Le phénomène est moins connu, mais pourtant, l’élevage intensif concerne aussi les poissons. En Espagne, deuxième plus grand pays exportateur de poissons de l’UE, plusieurs espèces populaires sur les étals de poissonnerie telles que la truite, la daurade, le turbot ou le bar, proviennent en grande partie de fermes piscicoles. Dans une vidéo choc, la Fondation Franz Weber lève le voile sur les conditions de vie effroyables de ces poissons.

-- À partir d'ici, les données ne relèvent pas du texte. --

PR #210, opened 2016-03-15
add debounce operator

gchudnov:
Added [debounce](http://reactivex.io/documentation/operators/debounce.html) operator.

Please, review.

Thank you,
Grigoriy


gchudnov:
Thank you!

«Made in China» «Fabriqué au Mexique », «d’origine allemande», «conditionné en Suisse» – c’est en ces termes que sont déclarées, comme l’exige la loi, les caractéristiques majeures d’un produit. Dans les restaurants, il est obligatoire de préciser l’origine de la viande et du poisson. Mais au moment de commander, cela fait-il une différence pour le consommateur, si ce dernier ne connait pas l’envers du décor ? A la Fondation Franz Weber, nous pensons qu’un client averti en vaut deux. Avec cette vidéo, tournée au pays de Cervantes dans douze fermes piscicoles, nous espérons toucher le plus grand nombre !

Conditions d’élevage déplorables
Entre 2020 et 2022, nos drones et nos caméras ont filmé 12 exploitations, pour enquêter sur l’élevage de la truite, du turbot, de la daurade et du bar en Espagne. Appelés «fermes piscicoles», ces élevages ont en réalité toutes les caractéristiques d’un mode de production intensif : les poissons sont entassés dans un espace réduit et surpeuplé, sans aucune considération pour leur bien-être. Les séquences que nous révélons sont uniques : c’est la première fois que ces élevages sont soumis à une enquête globale et que de telles images sont dévoilées au public.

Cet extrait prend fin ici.